# [Assignment]
Every record must be written out once more, with nothing added or omitted.
*** Opening Data for the task ***
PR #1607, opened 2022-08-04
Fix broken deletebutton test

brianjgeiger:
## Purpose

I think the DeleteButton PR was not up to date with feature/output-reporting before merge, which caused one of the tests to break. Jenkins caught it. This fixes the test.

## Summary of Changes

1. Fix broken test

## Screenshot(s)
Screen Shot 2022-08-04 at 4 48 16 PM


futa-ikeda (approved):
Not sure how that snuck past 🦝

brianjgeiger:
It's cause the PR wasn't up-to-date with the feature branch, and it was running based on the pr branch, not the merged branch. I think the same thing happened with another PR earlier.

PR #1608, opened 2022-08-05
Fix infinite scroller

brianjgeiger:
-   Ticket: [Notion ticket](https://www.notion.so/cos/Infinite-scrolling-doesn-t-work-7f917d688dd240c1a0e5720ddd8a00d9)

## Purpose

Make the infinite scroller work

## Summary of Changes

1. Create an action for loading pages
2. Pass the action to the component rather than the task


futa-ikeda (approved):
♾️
*** Closing Data for the task ***
# [Task response]
PR #1607, opened 2022-08-04
Fix broken deletebutton test

brianjgeiger:
## Purpose

I think the DeleteButton PR was not up to date with feature/output-reporting before merge, which caused one of the tests to break. Jenkins caught it. This fixes the test.

## Summary of Changes

1. Fix broken test

## Screenshot(s)
Screen Shot 2022-08-04 at 4 48 16 PM


futa-ikeda (approved):
Not sure how that snuck past 🦝

brianjgeiger:
It's cause the PR wasn't up-to-date with the feature branch, and it was running based on the pr branch, not the merged branch. I think the same thing happened with another PR earlier.

PR #1608, opened 2022-08-05
Fix infinite scroller

brianjgeiger:
-   Ticket: [Notion ticket](https://www.notion.so/cos/Infinite-scrolling-doesn-t-work-7f917d688dd240c1a0e5720ddd8a00d9)

## Purpose

Make the infinite scroller work

## Summary of Changes

1. Create an action for loading pages
2. Pass the action to the component rather than the task


futa-ikeda (approved):
♾️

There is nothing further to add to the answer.